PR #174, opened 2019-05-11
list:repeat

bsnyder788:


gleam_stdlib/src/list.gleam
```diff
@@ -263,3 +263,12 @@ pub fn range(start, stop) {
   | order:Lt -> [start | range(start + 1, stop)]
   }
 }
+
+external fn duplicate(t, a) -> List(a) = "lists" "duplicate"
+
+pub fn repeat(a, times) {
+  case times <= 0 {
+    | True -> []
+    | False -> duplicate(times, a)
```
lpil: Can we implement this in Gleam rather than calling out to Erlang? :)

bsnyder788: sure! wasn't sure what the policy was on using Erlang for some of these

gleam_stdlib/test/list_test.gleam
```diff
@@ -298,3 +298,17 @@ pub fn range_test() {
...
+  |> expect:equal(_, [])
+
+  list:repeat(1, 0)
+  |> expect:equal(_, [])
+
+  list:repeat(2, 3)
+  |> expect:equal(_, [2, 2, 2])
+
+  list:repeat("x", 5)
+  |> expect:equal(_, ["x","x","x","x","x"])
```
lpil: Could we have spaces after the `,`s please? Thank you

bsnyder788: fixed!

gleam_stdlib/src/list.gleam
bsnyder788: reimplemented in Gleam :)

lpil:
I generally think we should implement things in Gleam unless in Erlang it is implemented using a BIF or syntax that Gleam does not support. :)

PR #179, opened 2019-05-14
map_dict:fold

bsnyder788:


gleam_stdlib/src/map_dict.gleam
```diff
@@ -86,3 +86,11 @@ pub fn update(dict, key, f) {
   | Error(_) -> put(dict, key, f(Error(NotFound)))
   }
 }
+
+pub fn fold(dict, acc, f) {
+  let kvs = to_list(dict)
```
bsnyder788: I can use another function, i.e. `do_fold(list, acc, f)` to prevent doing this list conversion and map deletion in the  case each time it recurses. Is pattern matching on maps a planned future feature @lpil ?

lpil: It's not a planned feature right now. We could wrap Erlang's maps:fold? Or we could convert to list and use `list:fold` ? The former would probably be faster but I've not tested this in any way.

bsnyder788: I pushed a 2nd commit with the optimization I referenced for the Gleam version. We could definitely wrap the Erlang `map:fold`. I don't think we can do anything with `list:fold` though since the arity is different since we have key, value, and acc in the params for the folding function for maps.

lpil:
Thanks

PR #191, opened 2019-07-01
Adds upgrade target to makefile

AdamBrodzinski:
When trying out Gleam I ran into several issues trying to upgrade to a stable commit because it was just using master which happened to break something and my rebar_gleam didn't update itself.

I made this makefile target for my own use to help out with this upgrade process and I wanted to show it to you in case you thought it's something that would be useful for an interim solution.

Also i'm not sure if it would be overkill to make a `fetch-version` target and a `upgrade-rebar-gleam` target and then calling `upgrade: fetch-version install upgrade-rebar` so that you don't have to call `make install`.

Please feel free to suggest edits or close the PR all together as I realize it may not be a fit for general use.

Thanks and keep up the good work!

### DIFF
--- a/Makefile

****************

- WHAT YOU WILL DO: Track down every line in the entries that includes the string "calling", and copy it.

- SOLUTION:
lpil: Can we implement this in Gleam rather than calling out to Erlang? :)
Also i'm not sure if it would be overkill to make a `fetch-version` target and a `upgrade-rebar-gleam` target and then calling `upgrade: fetch-version install upgrade-rebar` so that you don't have to call `make install`.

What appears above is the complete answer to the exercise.